**Input data:**
PR #4787, opened 2020-02-12
Add new domain/engine Catalog

luisramos0:
#### What? Why?

After Web and OrderManagement the next engine/domain to be created is Catalog where we can move the ProductImport code into to start with.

**Exercise instructions:** From the entries above, extract each line containing "Catalog".

**Output of the task:**
Add new domain/engine Catalog
After Web and OrderManagement the next engine/domain to be created is Catalog where we can move the ProductImport code into to start with.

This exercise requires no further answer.